#### Problem to solve
Within the data that follows, how many lines contain the word "draft"? Reply with only the number.

Data extracted from a collection:
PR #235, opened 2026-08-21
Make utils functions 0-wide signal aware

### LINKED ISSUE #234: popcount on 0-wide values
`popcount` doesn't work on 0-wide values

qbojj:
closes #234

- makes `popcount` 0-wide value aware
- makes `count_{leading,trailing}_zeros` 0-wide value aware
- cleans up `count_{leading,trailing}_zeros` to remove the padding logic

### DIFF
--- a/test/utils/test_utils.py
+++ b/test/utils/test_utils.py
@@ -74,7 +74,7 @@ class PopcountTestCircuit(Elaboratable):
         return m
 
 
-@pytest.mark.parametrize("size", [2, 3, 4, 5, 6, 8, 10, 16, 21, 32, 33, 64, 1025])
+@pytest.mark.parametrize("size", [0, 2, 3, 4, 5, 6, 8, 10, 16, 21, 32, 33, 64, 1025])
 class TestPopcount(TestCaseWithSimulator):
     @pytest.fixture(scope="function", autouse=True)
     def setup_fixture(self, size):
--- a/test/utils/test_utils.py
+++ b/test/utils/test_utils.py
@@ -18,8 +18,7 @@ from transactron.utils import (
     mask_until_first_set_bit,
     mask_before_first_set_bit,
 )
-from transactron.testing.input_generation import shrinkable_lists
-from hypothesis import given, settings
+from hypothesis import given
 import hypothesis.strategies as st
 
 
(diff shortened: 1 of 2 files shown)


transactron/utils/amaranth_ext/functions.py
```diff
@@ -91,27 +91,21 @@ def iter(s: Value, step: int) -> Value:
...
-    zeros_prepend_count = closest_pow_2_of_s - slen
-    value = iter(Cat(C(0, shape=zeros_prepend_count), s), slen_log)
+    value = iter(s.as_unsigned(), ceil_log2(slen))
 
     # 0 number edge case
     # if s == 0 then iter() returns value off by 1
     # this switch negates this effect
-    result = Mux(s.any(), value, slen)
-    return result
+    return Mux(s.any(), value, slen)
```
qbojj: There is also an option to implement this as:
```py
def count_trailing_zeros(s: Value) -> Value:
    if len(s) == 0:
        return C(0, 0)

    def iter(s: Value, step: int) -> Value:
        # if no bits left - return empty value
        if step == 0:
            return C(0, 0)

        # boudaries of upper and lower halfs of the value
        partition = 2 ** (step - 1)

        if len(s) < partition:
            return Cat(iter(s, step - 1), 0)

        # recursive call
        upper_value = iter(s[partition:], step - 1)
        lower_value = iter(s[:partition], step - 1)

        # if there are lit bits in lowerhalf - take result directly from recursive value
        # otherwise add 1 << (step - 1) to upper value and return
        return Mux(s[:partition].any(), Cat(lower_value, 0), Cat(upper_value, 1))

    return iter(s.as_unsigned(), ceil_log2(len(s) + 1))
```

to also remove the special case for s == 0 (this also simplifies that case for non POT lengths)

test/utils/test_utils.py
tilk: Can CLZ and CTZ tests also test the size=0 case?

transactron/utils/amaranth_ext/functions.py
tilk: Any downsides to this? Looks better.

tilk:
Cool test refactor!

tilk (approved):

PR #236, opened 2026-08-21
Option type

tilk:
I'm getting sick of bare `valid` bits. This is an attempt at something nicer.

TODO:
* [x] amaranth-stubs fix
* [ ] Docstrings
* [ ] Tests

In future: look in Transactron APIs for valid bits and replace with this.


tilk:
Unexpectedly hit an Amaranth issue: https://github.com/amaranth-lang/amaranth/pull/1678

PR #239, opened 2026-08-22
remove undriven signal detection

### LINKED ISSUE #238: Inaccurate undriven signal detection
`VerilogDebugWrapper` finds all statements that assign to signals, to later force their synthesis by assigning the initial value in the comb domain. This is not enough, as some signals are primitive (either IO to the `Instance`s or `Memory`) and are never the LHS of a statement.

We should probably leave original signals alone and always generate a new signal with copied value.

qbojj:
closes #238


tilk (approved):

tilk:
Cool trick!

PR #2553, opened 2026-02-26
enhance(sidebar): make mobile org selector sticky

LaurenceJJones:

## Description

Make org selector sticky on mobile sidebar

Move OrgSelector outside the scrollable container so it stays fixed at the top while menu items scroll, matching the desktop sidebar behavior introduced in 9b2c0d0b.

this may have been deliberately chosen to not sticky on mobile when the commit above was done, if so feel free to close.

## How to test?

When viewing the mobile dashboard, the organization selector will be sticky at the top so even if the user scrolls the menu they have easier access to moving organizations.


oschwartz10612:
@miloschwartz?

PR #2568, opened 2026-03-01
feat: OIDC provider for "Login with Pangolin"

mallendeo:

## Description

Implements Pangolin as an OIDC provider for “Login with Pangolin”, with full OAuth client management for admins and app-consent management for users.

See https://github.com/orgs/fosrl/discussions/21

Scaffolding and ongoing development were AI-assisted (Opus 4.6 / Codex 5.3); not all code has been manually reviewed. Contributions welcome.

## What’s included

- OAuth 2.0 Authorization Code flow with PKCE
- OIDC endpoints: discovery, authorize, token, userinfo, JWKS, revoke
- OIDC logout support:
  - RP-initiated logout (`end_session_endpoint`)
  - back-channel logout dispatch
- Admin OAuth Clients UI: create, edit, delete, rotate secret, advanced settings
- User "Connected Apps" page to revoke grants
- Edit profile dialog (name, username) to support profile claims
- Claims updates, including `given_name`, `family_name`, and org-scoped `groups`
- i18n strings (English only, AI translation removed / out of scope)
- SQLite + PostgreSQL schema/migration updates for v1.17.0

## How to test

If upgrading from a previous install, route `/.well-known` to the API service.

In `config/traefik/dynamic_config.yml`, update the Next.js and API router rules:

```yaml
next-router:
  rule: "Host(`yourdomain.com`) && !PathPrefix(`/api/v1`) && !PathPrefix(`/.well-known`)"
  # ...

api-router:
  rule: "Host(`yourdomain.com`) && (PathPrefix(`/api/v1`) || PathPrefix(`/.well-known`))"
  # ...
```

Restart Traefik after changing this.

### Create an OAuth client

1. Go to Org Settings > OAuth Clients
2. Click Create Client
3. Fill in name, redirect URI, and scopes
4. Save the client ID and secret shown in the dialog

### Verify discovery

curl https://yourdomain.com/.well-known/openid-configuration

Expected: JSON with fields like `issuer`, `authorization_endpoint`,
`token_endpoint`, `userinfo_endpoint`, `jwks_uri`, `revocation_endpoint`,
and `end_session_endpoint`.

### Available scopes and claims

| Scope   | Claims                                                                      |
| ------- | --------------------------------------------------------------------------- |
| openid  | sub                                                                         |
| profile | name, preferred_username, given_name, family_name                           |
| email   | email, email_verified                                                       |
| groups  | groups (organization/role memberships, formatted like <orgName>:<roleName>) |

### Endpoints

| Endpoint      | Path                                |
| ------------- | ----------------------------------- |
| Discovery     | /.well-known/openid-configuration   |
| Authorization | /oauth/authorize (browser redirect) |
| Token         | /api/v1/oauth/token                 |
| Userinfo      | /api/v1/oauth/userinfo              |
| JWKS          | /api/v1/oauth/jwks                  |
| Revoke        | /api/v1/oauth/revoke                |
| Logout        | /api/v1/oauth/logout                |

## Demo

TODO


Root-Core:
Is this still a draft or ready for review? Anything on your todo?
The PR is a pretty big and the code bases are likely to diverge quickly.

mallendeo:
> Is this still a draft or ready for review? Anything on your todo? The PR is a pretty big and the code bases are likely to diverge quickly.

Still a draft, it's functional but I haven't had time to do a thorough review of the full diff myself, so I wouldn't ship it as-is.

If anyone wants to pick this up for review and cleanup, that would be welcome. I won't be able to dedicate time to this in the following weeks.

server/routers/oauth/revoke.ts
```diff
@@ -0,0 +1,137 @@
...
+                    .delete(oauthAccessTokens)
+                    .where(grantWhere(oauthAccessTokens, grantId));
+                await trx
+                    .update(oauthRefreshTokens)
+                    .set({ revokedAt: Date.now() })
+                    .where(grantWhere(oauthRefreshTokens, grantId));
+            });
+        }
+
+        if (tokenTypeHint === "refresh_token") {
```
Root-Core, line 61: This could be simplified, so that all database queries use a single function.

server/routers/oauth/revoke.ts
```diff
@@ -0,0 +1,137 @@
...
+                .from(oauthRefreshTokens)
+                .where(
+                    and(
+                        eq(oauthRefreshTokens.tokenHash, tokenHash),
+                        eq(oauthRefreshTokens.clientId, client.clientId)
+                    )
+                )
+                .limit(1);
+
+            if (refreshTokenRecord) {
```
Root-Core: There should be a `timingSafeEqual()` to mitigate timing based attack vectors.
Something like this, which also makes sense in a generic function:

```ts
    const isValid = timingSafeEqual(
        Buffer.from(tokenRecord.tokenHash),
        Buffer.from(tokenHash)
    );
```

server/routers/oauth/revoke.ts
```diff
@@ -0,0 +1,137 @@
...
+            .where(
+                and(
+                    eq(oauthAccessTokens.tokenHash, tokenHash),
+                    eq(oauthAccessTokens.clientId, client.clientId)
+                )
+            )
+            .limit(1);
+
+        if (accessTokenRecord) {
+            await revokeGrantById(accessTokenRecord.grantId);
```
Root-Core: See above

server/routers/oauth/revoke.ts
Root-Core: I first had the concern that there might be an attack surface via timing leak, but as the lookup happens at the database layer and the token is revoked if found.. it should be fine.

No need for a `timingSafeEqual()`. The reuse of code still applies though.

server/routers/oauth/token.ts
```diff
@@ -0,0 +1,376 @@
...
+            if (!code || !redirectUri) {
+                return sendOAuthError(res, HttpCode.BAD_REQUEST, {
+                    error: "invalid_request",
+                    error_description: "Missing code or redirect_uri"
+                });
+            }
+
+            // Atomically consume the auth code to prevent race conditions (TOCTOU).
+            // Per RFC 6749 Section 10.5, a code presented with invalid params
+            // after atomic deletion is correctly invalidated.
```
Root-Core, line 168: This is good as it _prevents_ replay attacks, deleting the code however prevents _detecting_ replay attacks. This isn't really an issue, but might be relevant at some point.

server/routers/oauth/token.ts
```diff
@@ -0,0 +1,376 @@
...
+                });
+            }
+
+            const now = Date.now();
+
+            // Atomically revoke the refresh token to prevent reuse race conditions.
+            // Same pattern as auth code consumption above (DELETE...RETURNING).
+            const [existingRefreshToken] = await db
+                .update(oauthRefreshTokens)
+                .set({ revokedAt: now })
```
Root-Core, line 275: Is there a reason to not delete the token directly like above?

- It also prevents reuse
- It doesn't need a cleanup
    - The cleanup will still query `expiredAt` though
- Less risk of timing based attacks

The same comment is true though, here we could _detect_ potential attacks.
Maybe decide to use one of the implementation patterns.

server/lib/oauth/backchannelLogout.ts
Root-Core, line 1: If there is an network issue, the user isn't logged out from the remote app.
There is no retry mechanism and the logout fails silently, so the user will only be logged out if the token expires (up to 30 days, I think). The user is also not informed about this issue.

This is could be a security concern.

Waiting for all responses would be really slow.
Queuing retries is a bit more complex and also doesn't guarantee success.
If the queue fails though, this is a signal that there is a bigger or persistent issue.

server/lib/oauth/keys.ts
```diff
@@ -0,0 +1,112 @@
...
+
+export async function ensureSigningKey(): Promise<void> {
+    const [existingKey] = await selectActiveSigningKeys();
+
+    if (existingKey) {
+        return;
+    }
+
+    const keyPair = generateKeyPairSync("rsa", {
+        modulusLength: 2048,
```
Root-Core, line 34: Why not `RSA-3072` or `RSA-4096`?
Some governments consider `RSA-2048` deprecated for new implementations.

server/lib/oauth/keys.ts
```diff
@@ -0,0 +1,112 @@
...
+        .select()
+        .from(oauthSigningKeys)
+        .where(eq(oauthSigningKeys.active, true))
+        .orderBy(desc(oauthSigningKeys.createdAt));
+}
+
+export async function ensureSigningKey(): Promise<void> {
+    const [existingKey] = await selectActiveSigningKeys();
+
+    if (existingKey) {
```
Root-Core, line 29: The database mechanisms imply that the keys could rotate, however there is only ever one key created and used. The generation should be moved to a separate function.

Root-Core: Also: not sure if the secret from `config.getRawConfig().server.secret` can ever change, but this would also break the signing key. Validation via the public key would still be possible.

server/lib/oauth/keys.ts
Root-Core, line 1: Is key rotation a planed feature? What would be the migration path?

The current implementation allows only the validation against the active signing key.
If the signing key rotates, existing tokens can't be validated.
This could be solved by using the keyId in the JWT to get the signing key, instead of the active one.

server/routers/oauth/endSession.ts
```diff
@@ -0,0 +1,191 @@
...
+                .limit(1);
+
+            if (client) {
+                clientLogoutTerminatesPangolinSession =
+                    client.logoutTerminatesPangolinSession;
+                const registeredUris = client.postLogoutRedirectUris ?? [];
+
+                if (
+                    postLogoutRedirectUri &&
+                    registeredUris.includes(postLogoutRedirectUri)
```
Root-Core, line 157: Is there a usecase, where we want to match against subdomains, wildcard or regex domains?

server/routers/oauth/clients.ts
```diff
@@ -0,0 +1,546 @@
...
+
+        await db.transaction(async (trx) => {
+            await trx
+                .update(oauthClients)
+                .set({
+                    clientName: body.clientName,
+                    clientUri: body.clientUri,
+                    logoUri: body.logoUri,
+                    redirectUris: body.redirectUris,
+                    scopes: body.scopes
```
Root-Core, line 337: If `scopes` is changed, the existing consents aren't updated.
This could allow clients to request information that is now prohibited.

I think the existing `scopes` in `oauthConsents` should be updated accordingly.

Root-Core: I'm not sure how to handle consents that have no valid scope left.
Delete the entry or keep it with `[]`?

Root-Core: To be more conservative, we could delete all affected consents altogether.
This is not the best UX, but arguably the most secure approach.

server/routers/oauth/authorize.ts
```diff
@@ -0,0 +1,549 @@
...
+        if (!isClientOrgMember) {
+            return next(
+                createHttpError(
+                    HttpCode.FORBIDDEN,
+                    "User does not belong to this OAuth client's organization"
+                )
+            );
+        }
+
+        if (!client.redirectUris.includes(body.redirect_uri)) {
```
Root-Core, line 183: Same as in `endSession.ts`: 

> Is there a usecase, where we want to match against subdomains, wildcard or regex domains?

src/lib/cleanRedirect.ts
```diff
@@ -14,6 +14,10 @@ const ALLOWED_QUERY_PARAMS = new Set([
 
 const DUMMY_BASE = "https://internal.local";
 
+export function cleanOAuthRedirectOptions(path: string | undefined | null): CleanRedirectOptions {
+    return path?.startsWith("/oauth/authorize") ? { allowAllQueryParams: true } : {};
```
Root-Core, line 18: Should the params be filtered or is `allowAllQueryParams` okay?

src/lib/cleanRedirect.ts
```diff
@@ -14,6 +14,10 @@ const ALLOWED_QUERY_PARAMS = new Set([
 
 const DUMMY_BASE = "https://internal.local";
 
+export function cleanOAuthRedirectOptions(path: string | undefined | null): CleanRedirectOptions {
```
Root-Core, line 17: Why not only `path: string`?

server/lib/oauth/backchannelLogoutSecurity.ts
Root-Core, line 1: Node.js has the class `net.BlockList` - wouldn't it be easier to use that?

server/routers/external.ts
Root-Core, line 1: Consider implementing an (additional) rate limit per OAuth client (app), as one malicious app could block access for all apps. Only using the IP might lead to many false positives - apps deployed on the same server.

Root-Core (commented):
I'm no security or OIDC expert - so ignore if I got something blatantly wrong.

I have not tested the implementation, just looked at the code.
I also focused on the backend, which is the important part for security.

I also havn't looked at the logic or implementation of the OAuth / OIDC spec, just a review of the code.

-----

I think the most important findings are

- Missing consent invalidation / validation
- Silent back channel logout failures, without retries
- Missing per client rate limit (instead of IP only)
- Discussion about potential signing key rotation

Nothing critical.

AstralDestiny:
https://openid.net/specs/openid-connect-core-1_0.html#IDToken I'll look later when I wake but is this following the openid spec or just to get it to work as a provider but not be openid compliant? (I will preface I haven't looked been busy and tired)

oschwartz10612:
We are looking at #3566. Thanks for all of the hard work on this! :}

#### Written solution
3